There are two main other steps for working around this issue:

  • Hard-coding index "hints" into our database queries, to prevent MongoDB from ever guessing the wrong index. This shouldn't generally be necessary, but is a measure to prevent the issue that we did start implementing throughout parts of our codebase recently. Unfortunately we hadn't yet covered the case for the specific queries that caused today's problems.
  • We believe the issue may be improved by a more recent version of MongoDB. We have an upgrade planned soon to take advantage of any recent bug fixes.

Once our team discovered the root issue this morning, we quickly tried hard-coding some index hints on the affected queries to restore the site's performance. While our quick-fix did work for most cases, it was an incomplete solution that caused more harm than good due to the edge cases it covered incorrectly. This is what led to the second batch of issues starting at 5:30am. Ultimately we reverted many of our quick-fix hints and allowed MongoDB to choose it's own index selection, which almost always chooses the best option.

Going forward we expect to overcome this issue through finishing our engagement with professional MongoDB consultants, implementing well-tested hard-coded "hints" where appropriate, and upgrading to the latest stable version of MongoDB.

What we really screwed up

A member of European support team discovered the issues around 2:53am PDT. Our US-based engineering team didn't awake to investigate until 3:35am PDT. This means that it took 2 hours of degraded performance before anyone on our team noticed, and almost 3 hours before our engineering/ops team started working to fix it or to communicate an incident on our status page.

While we take full responsibility for the database issues, at some level they will never be completely avoidable. But our slow time-to-respond is a very avoidable problem, and we feel especially terrible about this. We're now working hard to make sure our incident response time is never this bad again.
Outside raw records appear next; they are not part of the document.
PR #464, opened 2018-11-27
Fixes for guest scenarios, extends Common/#318

iambmelt:
Extends https://github.com/AzureAD/microsoft-authentication-library-common-for-android/pull/311

### DIFF
--- a/msal/src/main/java/com/microsoft/identity/client/PublicClientApplication.java
+++ b/msal/src/main/java/com/microsoft/identity/client/PublicClientApplication.java
@@ -511,14 +511,14 @@ public final class PublicClientApplication {
         acquireToken(
                 activity,
                 scopes,
-                null,
-                null,
-                null,
-                null,
-                null,
+                null, // account
+                null, // uiBehavior
+                null, // extraQueryParams
+                null, // extraScopes
+                null, // authority
                 callback,
-                null,
-                null
+                null, // loginHint
+                null // claimsRequest
         );
     }
 
@@ -549,14 +549,14 @@ public final class PublicClientApplication {
         acquireToken(
                 activity,
                 scopes,
-                null,
-                null,
-                null,
-                null,
-                null,
+                null, // account
+                null, // uiBehavior
+                null, // extraQueryParams
+                null, // extraScopes
+                null, // authority
                 callback,
                 loginHint,
-                null
+                null // claimsRequest
         );
     }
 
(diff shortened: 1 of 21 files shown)


msal/src/main/java/com/microsoft/identity/client/PublicClientApplication.java
```diff
@@ -406,9 +406,15 @@ public void run() {
      * @param homeAccountIdentifier The home_account_id of the sought IAccount.
      * @return The IAccount stored in the cache or null, if no such matching entry exists.
      */
-    public IAccount getAccount(final String homeAccountIdentifier) {
+    public IAccount getAccount(@NonNull final String homeAccountIdentifier,
```
iambmelt: If we were >v1.0.0, this would be a API major breaking change. Since we still <1.0.0, I'm feeling empowered to make this change.

iambmelt: I've left the `realm` as `@Nullable` since this is IdP specific

iambmelt:
New method annotations relate to #471

iambmelt:
Consider the following changes if merges

```java
index 16d43c3..f4f5abb 160000
--- a/common
+++ b/common
@@ -1 +1 @@
-Subproject commit 16d43c321d332b4c6014af78b2a330f6ec7f0f26
+Subproject commit f4f5abba26ee60aff467029a64dd03df1ad2793d
diff --git a/msal/src/main/java/com/microsoft/identity/client/PublicClientApplication.java b/msal/src/main/java/com/microsoft/identity/client/PublicClientApplication.java
index 37a106a..05d5868 100644
--- a/msal/src/main/java/com/microsoft/identity/client/PublicClientApplication.java
+++ b/msal/src/main/java/com/microsoft/identity/client/PublicClientApplication.java
@@ -450,14 +450,19 @@ public final class PublicClientApplication {
             return false;
         }

-        final String realm = getRealm(account);
-
-        return mPublicClientConfiguration.getOAuth2TokenCache().removeAccount(
-                account.getEnvironment(),
-                mPublicClientConfiguration.getClientId(),
-                account.getHomeAccountIdentifier().getIdentifier(),
-                realm
-        );
+        // FEATURE SWITCH: Set to false to allow deleting Accounts in a tenant-specific way.
+        final boolean deleteAccountsInAllTenants = true;
+
+        final String realm = deleteAccountsInAllTenants ? null : getRealm(account);
+
+        return !mPublicClientConfiguration
+                .getOAuth2TokenCache()
+                .removeAccount(
+                        account.getEnvironment(),
+                        mPublicClientConfiguration.getClientId(),
+                        account.getHomeAccountIdentifier().getIdentifier(),
+                        realm
+                ).isEmpty();
     }

     @Nullable

```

How our slow response time happened and what we're doing to fix it:

  • About a month ago we launched European support hours, but plan to soon extend these hours to start earlier in the European day. We have been primarily a US-based company thus far, but since we have customers in every timezone who equally deserve our attention, we're working hard to provide better support during non-US business hours.
  • We didn't properly train new hires on our support team in contacting the engineering/ops team when discovering issues when they are offline. We now have a written procedure in place to make sure that once anyone on our team knows about a serious issue that they can get ahold of the right teammates at any hour.
  • Our engineering/ops team is on call through PagerDuty to ensure that we're alerted to any emergencies and can be woken up if needed.
  • In the past couple days we started receiving a lot of not-critical alerts via PagerDuty. This meant we were being alerted to relatively minor issues with a specific component in the same way that we'd be alerted to critical performance or downtime events like this morning's. This led to alert fatigue and though our team awoke to the performance alerts in the middle of the night, the important alert was mixed together with the more-frequent non-critical alerts and were thus ignored. Obviously, this is a very bad thing and we're adjusting our alerts and policies such that we can take all alerts seriously.
  • Our response time suffered because our engineering/ops team is small and one member was on vacation. We're working hard on recruiting to add a few really great people to our engineering team. We're hiring for this role and others, especially a dev-ops role. Please get in touch if you're interested.

We're very sorry for today's issues and how we disrupted your work day. You rely on Close.io to make you better, and this morning we didn't fulfill that mission.

Please let us know if you have any additional questions or concerns.

– The Close.io Team

Posted Aug 06, 2015 - 05:03 PDT

Resolved
This incident has been resolved.
Posted Aug 05, 2015 - 05:10 PDT
Monitoring
A fix has been implemented and we are monitoring the results.
Posted Aug 05, 2015 - 04:39 PDT
Investigating
We are currently investigating this issue.